• _Task instructions_
Copy exactly the lines from the first line of the records below through the line containing "### LINKED ISSUE", including both, and nothing else.

Segment Start: Material provided

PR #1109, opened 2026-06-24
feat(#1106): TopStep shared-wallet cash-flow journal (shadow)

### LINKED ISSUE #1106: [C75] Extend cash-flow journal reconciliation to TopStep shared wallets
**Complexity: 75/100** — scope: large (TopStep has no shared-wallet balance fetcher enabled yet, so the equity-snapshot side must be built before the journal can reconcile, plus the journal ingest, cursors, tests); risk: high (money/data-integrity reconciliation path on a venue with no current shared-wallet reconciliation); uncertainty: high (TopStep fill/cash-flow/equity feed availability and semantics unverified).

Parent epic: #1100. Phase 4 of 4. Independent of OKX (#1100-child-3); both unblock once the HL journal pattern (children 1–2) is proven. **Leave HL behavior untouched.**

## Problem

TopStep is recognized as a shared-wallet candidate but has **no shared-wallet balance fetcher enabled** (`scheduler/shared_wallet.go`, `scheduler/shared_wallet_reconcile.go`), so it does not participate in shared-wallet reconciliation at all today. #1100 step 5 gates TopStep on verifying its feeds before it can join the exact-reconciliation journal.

Segment End: Material provided

• _Written reply_
PR #1109, opened 2026-06-24
feat(#1106): TopStep shared-wallet cash-flow journal (shadow)

### LINKED ISSUE #1106: [C75] Extend cash-flow journal reconciliation to TopStep shared wallets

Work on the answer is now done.